• **TASK OBJECTIVE**
Filter out every line below that lacks "submit", and copy the rest.

• **Dataset entries**
PR #104, opened 2016-02-12
Fix tests that rely on Exception.handled

b2gills:
Now that you can set `Exception.handled` let's actually test it.

I changed the test to assign `True` rather than `1` so that in the future it could be implemented with `has bool $.handled is rw;` rather than as a proxied rw method which it is currently.

While looking into this I found two tests that were looking at `$!.pending` even though `$!` should be empty at that point. I think it was just a copy paste error. I changed one to look at `@fails` instead, and removed the other one.

Since all of the tests I changed were skipped or broken anyway, there should be no problems with maintaining compatibility with v**6.c**.

---

Actually thinking about it `.handled` might be better if it was called `.is-handled` as someone could think that just calling `.handled` causes it to be handled.

It should be safe to do this as the method was never there to begin with.

### DIFF
--- a/S04-exceptions/pending.t
+++ b/S04-exceptions/pending.t
@@ -1,6 +1,6 @@
 use v6;
 use Test;
-plan 21;
+plan 23;
 
 # XXX I'm not very confident in my reading of S04, so give a suspicious eye
 #     to these tests before using them.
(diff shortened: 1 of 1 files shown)


salortiz:
"S04/Exceptions" talks about `@!` as an unthrown exception list of Failures, so my though was that this S04-exceptions/pending.t tests was, in principle, about them.

I assumed that if `$! !~~ Exception`, then it should be `Failure`, and `.pending` the planned way to access that list. (Currently `$!` is `Exception` only after a failed `try` block)

That way, all tests made sense.

About `.handled,` in S04 it is described as a method of `Mu` only overridden by `Failure` and I start working on it when I found it described in standard documentation, see https://github.com/perl6/doc/blob/master/doc/Type/Failure.pod#L31, try to use it and failed.

Its evident that S04 and the current implementation are diverging, so I take roast as normative, and this PR removes that way for testing pending Failures. I that isn't desired I haven't drawbacks.

(`Mu.handled` is trivial, but I don't see its case.)

JJ:
Looks like this is still needed, but can someone please check the conflicts?

JJ:
... No one did check the conflicts, so closing too.

PR #110, opened 2016-04-01
More tests for combinations, including pathological cases

skids:


skids:
To be merged after rakudo PR#732

moritz:
Why do you compare .perl output in those tests, instead of just is-deeply? This looks like an anti-pattern to me.

skids:
Mainly just because that is what the pre-existing code did.  Might predate is-deeply.

zoffixznet:
Thanks. There were merge conflicts so I manually added these in https://github.com/perl6/roast/commit/1424793070962b78a9b3d366a808cb89ed27b1ed

PR #112, opened 2016-04-13
Duration Improvements

pprince:
This is my first attempt to contribute something to p6; feel free to point out any errors/misunderstandings on my part, or further improvements; I am happy to incorporate suggestions and re-submit.

This adds a lot of test cases; in the long term, I can pare them down to the essentials, but for the moment and while the Duration behavior/implementation is in flux, i found them useful.

Description:
---
    Add additional tests for Duration; see RT #127339
    
    Also see corresponding PR/commits against rakudo/rakudo.
    
    Has tests to cover new functionality, and all tests pass.
    
    Still, I am new to Perl6, and look forward to one or more
    rounds of requested changes before this gets into Perl6.
---
    Move Duration and Instant closer to S02 spec.
    
    Duration and Instant should behave like value types.
    
    Also, Duration should become a Rat in numeric context.
---
    Fix warning and add a case for Instant round-trip
    
    Removes warning due to redefining "my $i".
    
    Adds Instant.from-posix(915148800) to the test values; this should
    mean 1998-12-31T23:59:60Z when $prefer-leap-second is False, but
    mean 1998-12-31T23:59:60Z 1999-01-01T00:00:00Z when it is True.

### DIFF
--- a/S02-types/instants-and-durations.t
+++ b/S02-types/instants-and-durations.t
@@ -1,7 +1,7 @@
 use v6;
 use Test;
 
-plan 51;
+plan 113;
 
 # L<S02/Immutable types/'term now'>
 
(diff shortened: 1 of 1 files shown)


pprince:
**SEE ALSO:  [rakudo/rakudo PR#742](https://github.com/rakudo/rakudo/pull/742)**

pprince:
I am going to withdraw this pair of PR's for now, as I:

1. have re-considered the ideal corner-case behavior,
2. would like to submit cleaner PR's that don't e.g. leave commit-squashing up to the person merging,
3. would like to not litter roast with extraneous test cases, and
3. would like to simultaneously offer a PR to update/clarify the Duration-related parts of S02 & S32.

You should look forward to my re-submssion... I believe we can specify Duration such that everyone gets what they want, no one gets any surprises, "weird" cases Just Work™, and all while avoiding having to do anything you'd call complicated.  Wish me luck :)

• **WRITTEN REPLY**
This is my first attempt to contribute something to p6; feel free to point out any errors/misunderstandings on my part, or further improvements; I am happy to incorporate suggestions and re-submit.
2. would like to submit cleaner PR's that don't e.g. leave commit-squashing up to the person merging,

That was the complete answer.